[[ DATA FOR THIS EXERCISE open ]]
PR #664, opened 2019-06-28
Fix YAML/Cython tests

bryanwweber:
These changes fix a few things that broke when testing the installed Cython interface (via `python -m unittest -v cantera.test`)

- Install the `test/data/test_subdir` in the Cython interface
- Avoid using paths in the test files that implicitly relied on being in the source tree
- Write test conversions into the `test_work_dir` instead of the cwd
[[ DATA FOR THIS EXERCISE closed ]]
WHAT THIS TASK INVOLVES — If a line in the entries includes the word "interface", copy that line out.

WRITTEN RESPONSE —
These changes fix a few things that broke when testing the installed Cython interface (via `python -m unittest -v cantera.test`)
- Install the `test/data/test_subdir` in the Cython interface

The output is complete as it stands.